Closed maruiqi0710 closed 1 year ago
Vecscreen removes primer and obvious contam (phiX) and trims Or splits contigs using univec db.
Sourpurge screens scaffolds for contamination by looking for matches to groups outside the phylum. It removes scaffolds that are likely matching to a contamination source.
I have also just written in support for NCBI fcs-Gx tool which does similar thing to sourmash/sourpurge step.
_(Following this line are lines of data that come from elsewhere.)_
PR #451, opened 2024-09-10
[patch] Let pint-hinted input values pass through type hinting

liamhuber:
By checking the actual datatype associated with their "magnitude".

I'm also boldly going to try setting the lower bound to the last version and hope it works.

Motivated by https://github.com/pyiron/elaston/pull/45


samwaseda (approved):
Yep this looks perfect to me :)

PR #458, opened 2024-09-18
Restarting process

liamhuber:
To work with long-duration nodes on executors that survive the shutdown of the parent workflow/node python process (e.g. `executorlib` using slurm), we need to be able to tell the run paradigm to serialize the results, and to try to load such a serialization if we come back and the node is running.

This introduces new attributes `Node.serialize_results` to trigger the result serialization, and a private `Node._do_clean` to let power users (i.e. me writing the unit tests) stop the serialized results from getting cleaned up automatically at read-time. 

Under the hood, `Node` now directly implements `Runnable.on_run` and `Runnable.run_args` leveraging the new detached path from #457 to make sure that each run has access to a semantically relevant path for writing the temporary output file (using cloudpickle). Child classes of `Node` implement new abstract methods `Node._on_run` and `Node._run_args` in place of the previous `Runnable` abstract methods they implemented.

TODO:
- [ ] ~Figure out how to get the node/parent workflow to checkpoint itself _after_ it has set its status to "running" when it is going to rely on serialization~ rebase this onto `main`; since breaking the `Runnable.run` cycle down, getting a right-before-running-checkpoint should be quite easy
- [ ] Try it out on cmmc to make sure it actually works in production
- [ ] Document it, probably in the deepdive

### DIFF
--- a/pyiron_workflow/node.py
+++ b/pyiron_workflow/node.py
@@ -492,14 +492,13 @@ class Node(
         if self.parent is not None:
             self.parent.register_child_starting(self)
 
-        foo = super().run(
+        return super().run(
             check_readiness=check_readiness,
             force_local_execution=force_local_execution,
             _finished_callback=(
                 self._finish_run_and_emit_ran if emit_ran_signal else self._finish_run
             ),
         )
-        return foo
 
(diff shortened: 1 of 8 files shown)


liamhuber:
Superseded by #476

PR #459, opened 2024-09-19
Remove redundant channel definition

samwaseda:
It's defined above

### DIFF
--- a/pyiron_workflow/draw.py
+++ b/pyiron_workflow/draw.py
@@ -113,7 +113,6 @@ class _Channel(WorkflowGraphvizMap, ABC):
         self._parent = parent
         self._name = self.parent.name + local_name
         self._label = local_name + self._build_label_suffix()
-        self.channel: WorkflowChannel = channel
 
         self.graph.node(
             name=self.name,


liamhuber (changes requested):
Rather let's remove the other one -- then we have privates first then publics, which is not some rule but generally more consistent with how I've been writing the rest of the library, and we keep the one with the type hint

liamhuber:
> But isn't it more common to define the types only for the function args?

Usually -- crux of the issue is that I'm mis-remembering something. In the following:

```
class Foo:
    def __init__(self, x: int, y: int):
        self.x = x
        self.y: int = y


f = Foo(0, 1)
f.x = "breaks init hint"
f.y = "breaks class hint"
```

I thought my IDE would complain about the `f.y` assignment but let the `f.x` pass. Turns out it doesn't complain about either 🤦‍♂️ 

I can still see a space for hinting the attribute directly when the init hint differs from the reality of the attribute, e.g.:

```
class Bar:
    def __init__(self, x: list | None):
        self.x: list = [1, 2, 3] if x is None else x
```

liamhuber (approved):

samwaseda:
Yeah I also don't really understand what type hinting inside the function is good for. I guess we can think about it once we figure out what we can do with it.

liamhuber:
I swear I've seen my IDE respond usefully to it -- probably to an attribute that wasn't in the init signature to start with? But I couldn't reproduce anything in the three minutes I had to play with it

PR #460, opened 2024-09-19
change style depending on the state

samwaseda:
In the `draw` method I find it extremely difficult to figure out which (especially input) parameters still have to be defined, and I'm sure I'm not the only one feeling this way, but I'm not really sure what would be the best way to distinguish different states. In this example, only `Add__y` has no color, because it's not connected and no value is assigned:

```python
from pyiron_workflow import Workflow, function_node

def add(x, y):
    output = x + y
    return output

def mul(x, y=2):
    output = x * y
    return output

wf = Workflow("draw")
wf.Add = function_node(add, x=1)
wf.Mul = function_node(mul, x=wf.Add)

wf.draw()
```

Screenshot 2024-09-19 at 13 21 45

I find it pretty nice because you can immediately see that `Add__y` has to get a value or be connected. But this example is just a suggestion, which I don't consider to be the best possible product. So let me know what you think. @liamhuber @JNmpi @Tara-Lakshmipathy.

### DIFF
--- a/pyiron_workflow/draw.py
+++ b/pyiron_workflow/draw.py
@@ -174,7 +174,7 @@ class DataChannel(_Channel):
     @property
     def style(self) -> str:
         if len(self.channel.connections) == 0 and self.channel.value is NotData():
-            return "dashed"
+            return "bold"
         return "filled"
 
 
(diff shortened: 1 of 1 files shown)


liamhuber (approved):
Awesome! If possible I would like the line to be thicker or for there to be an 0.1 alpha fill or something since the line can be a bit hard to see -- but this is already enough of an improvement that this can be merged as-is if that's not fast to fix

PR #462, opened 2024-09-19
[patch] change color when failed

### LINKED ISSUE #92: Nodes in a failed state should be glaringly obvious in the graph draw
Maybe outlined in bright red or something.

samwaseda:
Closes #92

```python
from pyiron_workflow import Workflow, function_node

def add(x, y):
    output = x + y
    return output

def mul(x, y=2):
    raise ValueError
    output = x * y
    return output

wf = Workflow("draw")
wf.Add = function_node(add, x=1, y=2)
wf.Mul = function_node(mul, x=wf.Add)

wf.run()
```

Screenshot 2024-09-20 at 08 25 22

Btw. does it have a particular reason that node has a color?

### DIFF
--- a/pyiron_workflow/draw.py
+++ b/pyiron_workflow/draw.py
@@ -17,16 +17,29 @@ if TYPE_CHECKING:
 
 
 def directed_graph(
-    name, label, rankdir, color_start, color_end, gradient_angle, size=None
+    name,
+    label,
+    rankdir,
+    color_start,
+    color_end,
+    gradient_angle,
+    size=None,
+    style="filled",
+    fillcolor_start=None,
+    fillcolor_end=None,
 ):
     """A shortcut method for instantiating the type of graphviz graph we want"""
+    if fillcolor_start is None:
+        fillcolor_start = color_start
+    if fillcolor_end is None:
+        fillcolor_end = color_end
     digraph = graphviz.graphs.Digraph(name=name)
     digraph.attr(
         label=label,
         compound="true",
         rankdir=rankdir,
-        style="filled",
-        fillcolor=f"{color_start}:{color_end}",
+        style=style,
+        fillcolor=f"{fillcolor_start}:{fillcolor_end}",
         color=f"{color_start}:{color_end}",
         gradientangle=gradient_angle,
         fontname="helvetica",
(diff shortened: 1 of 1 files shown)


liamhuber (commented):
I really liked how for the present/missing data you did just the outline -- could we port that to doing the outline in red here and leaving the fill the usual colour?

liamhuber:
> Btw. does it have a particular reason that node has a color?

The end result should be that nodes of different types should have different colours (macros, function nodes, etc.) to improve visual clarity.

From a purity perspective, this should absolutely _not_ be a property of the node -- the `draw` method (or `pyiron-xyflow`) should handle it. But from a practical implementation perspective, that would mean that the drawer has its own colour map and is constantly doing `isinstance` checks to see which colour should be used -- grabbing `node.color` is much faster. I'm totally ok either route -- pure or practical, but practical is what there is right now.

samwaseda:
> From a purity perspective, this should absolutely _not_ be a property of the node -- the `draw` method (or `pyiron-xyflow`) should handle it. But from a practical implementation perspective, that would mean that the drawer has its own colour map and is constantly doing `isinstance` checks to see which colour should be used -- grabbing `node.color` is much faster. I'm totally ok either route -- pure or practical, but practical is what there is right now.

ok it also sounds to me like we should have a possibility to export levels, and it sounds to me like it's something that `pyiron_workflow` should be able to do. I actually kinda have the feeling that the drawing module should also be better separated. I'll look into it at some point.

samwaseda:
> I really liked how for the present/missing data you did just the outline -- could we port that to doing the outline in red here and leaving the fill the usual colour?

I updated it and also added an example in the top comment.

liamhuber (approved):

liamhuber:
> we should have a possibility to export levels

Can you clarify this? IMO it's not as clear as "levels" of node -- that makes sense for function vs macro, but not so much for function vs transformer, or for loop vs macro.

liamhuber:
> I actually kinda have the feeling that the drawing module should also be better separated. 

I see what you're saying, but I will disagree; I think it's nice to have some sort of built-in way of visualizing the nodes that comes with the library. It's a common enough operation that I'm disinclined to force people to separately install a second tool to get it done.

In addition to vecscreen and sourpurge, the filter function is also involved in removing gene fragments of non-target species. The filter step removes reads before the assemble step, and also removes reads of mitochondrial genes from the mito step. Therefore, in AAFTF, there are three steps involved in removing gene fragments of non-target species.
Did I summarize it correctly?
yes
someday soon I'll finish writing up a manuscript on the tool to give this more description.
the ncbi fcs-adapator and fcs-gx are being tested but gx is a little unwieldy as it needs a lot of memory and large DB while sourpurge is pretty small footprint (though the version of the DB I had been using before was removed from OSF.io so the default install may not work right now till we see if the replacement larger DB can still work efficiently).
fcs-gx support is now in AAFTF - available in live code and will be part of the v0.5.0 release
0.5.0 has these features. closing this query since answered above.
Do they all aim to remove contaminants from contigs (i.e., eliminate contigs that do not belong to the target species)?